BRIEF DESCRIPTION OF THE DRAWINGS

The invention can be better understood with reference to the following drawings and description. The components in the figures are not necessarily to scale, emphasis instead being placed upon illustrating the principles of the invention. Moreover, in the figures, like referenced numerals designate corresponding parts throughout the different views.

FIG. 1 is an exemplary telecommunication system.

FIG. 2 is an exemplary speech enhancement system.

FIG. 3 is an exemplary recursive gain curve.

FIG. 4 is a second exemplary recursive gain curve.

FIG. 5 is a third exemplary recursive gain curve.

FIG. 6 is an input and output of a speech enhancement system.

FIG. 7 is an exemplary spectrogram of an output processed with and without a speech enhancement.

DETAILED DESCRIPTION OF THE PREFERRED EMBODIMENTS

The transmission and reception of information may be conveyed through electrical or optical wavelengths transmitted through a physical or a wireless medium. Speech and noise may be received by one or more devices that convert sound into analog signals or digital data. In the telecommunication system 100 of FIG. 1, speech and noise are converted by one or more microphones 102 that deliver the spectrum to a speech enhancement system 104. Prior to transmission, a Codec 106 such as an Enhanced Variable Rate Codec (EVRC), an Enhanced Variable rate Codec Wideband Extension (EVRC-WB), or an Enhanced Variable Rate Codec-B (EVRC-B), for example, may compress segments of the spectrum into frames (e.g., full rate, half rate, quarter rate, eighth rate) using a fixed or a variable rate coding. In some applications, a frame may represent a background noise. When comfort noise is selected for transmission of a noise segment, the spectral shape of the input signal may be compared against the spectral shapes retained in a lookup table. In some systems, a slave processor (not shown) may perform the specialized task of providing rapid access to a database or memory retaining the spectral entries of the lookup table, freeing the Codec for other work. When the closest matching spectrum of a constrained set is identified it may be selected by the slave processor and transmitted by the Codec 106 through a wireless or wired medium 108. Through the software and hardware that comprises the de-compressor (e.g., speech Codec 110), the transmitted information may be converted into electrical and/or optical output (e.g., an audio or aural signal), that is converted (or transformed) into audible or aural sound through a loudspeaker 112.

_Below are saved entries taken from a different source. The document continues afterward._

PR #2003, opened 2024-10-22
Detect invalid chars in secret key

### LINKED ISSUE #1909: Cannot convert argument to a ByteString because the character at index 19 has a value of 8230 which is greater than 255. This happens when creating a new room
Error happened while creating a room: TypeError: Cannot convert argument to a ByteString because the character at index 19 has a value of 8230 which is greater than 255

My code is this and I facing an error in nextjs using clerk, while creating room with liveblocks.

export const createDocument = async ({
	userId,
	email,
}: CreateDocumentParams) => {
	const roomId = nanoid();

	try {
		const metadata = {
			creatorId: userId,
			email,
			title: "Untitled",
		};

		const usersAccesses: RoomAccesses = {
			[email]: ["room:write"],
		};
	
		const room = await liveblocks.createRoom(roomId, {
			metadata,
			usersAccesses,
			defaultAccesses: [],
		});

		console.log("after api endpoint", room);
		revalidatePath("/");

		return parseStringify(room);
	} catch (error) {
		console.log(`Error happened while creating a room: ${error}`);
	}
};

nvie:
This PR will update the validation of the provided secret key value in the Node client, by providing a more helpful error message if invalid chars (like `…`) are copy/pasted in there accidentally.

Fixes #1909.

### DIFF
--- a/packages/liveblocks-node/src/__tests__/Session.test.ts
+++ b/packages/liveblocks-node/src/__tests__/Session.test.ts
@@ -20,17 +20,17 @@ describe("authorization (new API)", () => {
         secret: 123,
       })
     ).toThrow(
-      'Invalid value for field "secret". Secret keys must start with "sk_". Please provide the secret key from your Liveblocks dashboard at https://liveblocks.io/dashboard/apikeys.'
+      "Invalid value for field 'secret'. Secret keys must start with 'sk_'. Please provide the secret key from your Liveblocks dashboard at https://liveblocks.io/dashboard/apikeys."
     );
   });
 
-  test("throws when an invalid secret key is provided", () => {
+  test("throws when an public key is provided instead of a secret key", () => {
     expect(() =>
       makeSession({
         secret: "pk_thisisntsecret",
       })
     ).toThrow(
-      'Invalid value for field "secret". Secret keys must start with "sk_". Please provide the secret key from your Liveblocks dashboard at https://liveblocks.io/dashboard/apikeys.'
+      "Invalid value for field 'secret'. Secret keys must start with 'sk_'. Please provide the secret key from your Liveblocks dashboard at https://liveblocks.io/dashboard/apikeys."
     );
   });
 
--- a/packages/liveblocks-node/src/__tests__/Session.test.ts
+++ b/packages/liveblocks-node/src/__tests__/Session.test.ts
@@ -34,6 +34,16 @@ describe("authorization (new API)", () => {
     );
   });
 
+  test("throws when an invalid secret key is provided", () => {
+    expect(() =>
+      makeSession({
+        secret: "sk_this…is…truncated",
+      })
+    ).toThrow(
+      "Invalid chars found in field 'secret'. Please check that you correctly copied the secret key from your Liveblocks dashboard at https://liveblocks.io/dashboard/apikeys."
+    );
+  });
+
   test("default set has no permissions", () => {
     expect(makeSession().hasPermissions()).toEqual(false);
   });
--- a/packages/liveblocks-node/src/utils.ts
+++ b/packages/liveblocks-node/src/utils.ts
@@ -1,5 +1,8 @@
 const DEFAULT_BASE_URL = "https://api.liveblocks.io";
 
+// Valid alphabet for secret/public keys
+const VALID_KEY_CHARS_REGEX = /^[\w-]+$/;
+
 export function getBaseUrl(baseUrl?: string | undefined): string {
   if (
     typeof baseUrl === "string" &&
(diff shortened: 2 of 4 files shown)


packages/liveblocks-node/src/__tests__/Session.test.ts
```diff
@@ -20,17 +20,27 @@ describe("authorization (new API)", () => {
         secret: 123,
       })
     ).toThrow(
-      'Invalid value for field "secret". Secret keys must start with "sk_". Please provide the secret key from your Liveblocks dashboard at https://liveblocks.io/dashboard/apikeys.'
+      "Invalid value for field 'secret'. Secret keys must start with 'sk_'. Please provide the secret key from your Liveblocks dashboard at https://liveblocks.io/dashboard/apikeys."
```
nvie, line 23: (Switching to single quotes in error messages while at it, as those are typically more readable when in a JSON message. We do this everywhere else too.)

packages/liveblocks-node/src/utils.ts
```diff
@@ -36,9 +47,15 @@ export function assertSecretKey(
...
   field: string
 ): asserts value is string {
-  if (!isNonEmpty(value) || !value.startsWith("sk_")) {
+  if (!startsWith(value, "sk_")) {
+    throw new Error(
+      `Invalid value for field '${field}'. Secret keys must start with 'sk_'. Please provide the secret key from your Liveblocks dashboard at https://liveblocks.io/dashboard/apikeys.`
+    );
+  }
+
+  if (!/^[\w-]+$/.test(value)) {
```
SugarDarius, line 56: NB: I will tend to put this RegExp in a const roughly named `SECRET_KEY_RG` and to add a bit of jsdoc to help developers understand what this RegExp represents and for what it's useful such as `Regular Expression to check if the secret key contains one or more word characters or hyphens`. 

It could be helpful for legacy and code intent knowledge sharing.

packages/liveblocks-node/src/utils.ts
```diff
@@ -36,9 +47,15 @@ export function assertSecretKey(
   value: unknown,
   field: string
 ): asserts value is string {
-  if (!isNonEmpty(value) || !value.startsWith("sk_")) {
+  if (!startsWith(value, "sk_")) {
```
SugarDarius, line 50: NB: Shouldn't we strengthen the condition with:
```ts
if (!startsWith(value, "sk_dev_") && !startsWith(value, "sk_prod_")) {
  // ....
}
```

Because if I'm not wrong as it's written it will pass with things like `sk_something_.....` no? Or do am I overthinking here?

SugarDarius (approved):
As far as I'm understanding the context looking good to me ✅ 
Just added two NB (Not Blocking) comments.

Thanks!

packages/liveblocks-node/src/utils.ts
nvie: The `sk_{dev,prod}` pattern is relatively new. I believe there may still exist older `sk_` values that won't have that format unless those keys would be rolled.

> Because if I'm not wrong as it's written it will pass with things like `sk_something_.....` no? Or do am I overthinking here?

In those cases, the key would be syntactically correct, but just not work because it's not a valid value. I think we're good in that case. The point of these checks is to avoid misconfigurations and provide guidance, not to catch all edge cases that aren't valid _today_. Adding a check like `sk_{dev,prod}` would prevent us from changing the key format in the future, so the check is deliberately somewhat loose.

SugarDarius: Oh okay! I wasn't aware of the previous key pattern. Thanks for sharing 🙏🏻 
Yes I agree then in those cases the check is good enough as it is 👍🏻

packages/liveblocks-node/src/utils.ts
nvie: Agreed, I'll put it in a constant. I normally do this as well. Not sure why I left it like this. Thanks for catching 👍  Fixed in e33f0d6ee2b171e1a4b1ad86c64f7dcf54295756.

packages/liveblocks-react/src/__tests__/useInboxNotifications.test.tsx
```diff
@@ -678,43 +678,37 @@ describe("useInboxNotifications: pagination", () => {
...
+    const thread2 = dummyThreadData({ roomId, createdAt: new Date("2021-01-02") }); // prettier-ignore
+    const thread3 = dummyThreadData({ roomId, createdAt: new Date("2021-01-03") }); // prettier-ignore
 
-    const inboxNotificationsPageOne = [
+    const inboxNotificationsPage1 = [
       dummyThreadInboxNotificationData({
         roomId,
-        threadId: threadOne.id,
+        threadId: thread1.id,
+        notifiedAt: new Date("2021-01-03"),
```
nvie, line 689: This unit test could be somewhat unstable, occasionally not passing. I already fixed this on another branch. It's unrelated to this PR, but I'm cherry-picking this fix here now, to ensure the unit tests are fixed on `main` ASAP.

In some telecommunication systems a user on a far side of a conversation may hear noise in the low frequencies when the near-side person is talking, but may not hear that noise when the person stops talking (disrupting the natural transition between a speech and non-speech segment). Noise transmitted during speech may also become correlated with speech, further degrading a perceived or subjective speech quality by making a speech segment sound rough or coarse. This phenomenon may occur in hands-free communication systems that may receive or place calls from vehicles, such as vehicles traveling on highways. The interference may be noticeable in vehicles with mid-engine mounts.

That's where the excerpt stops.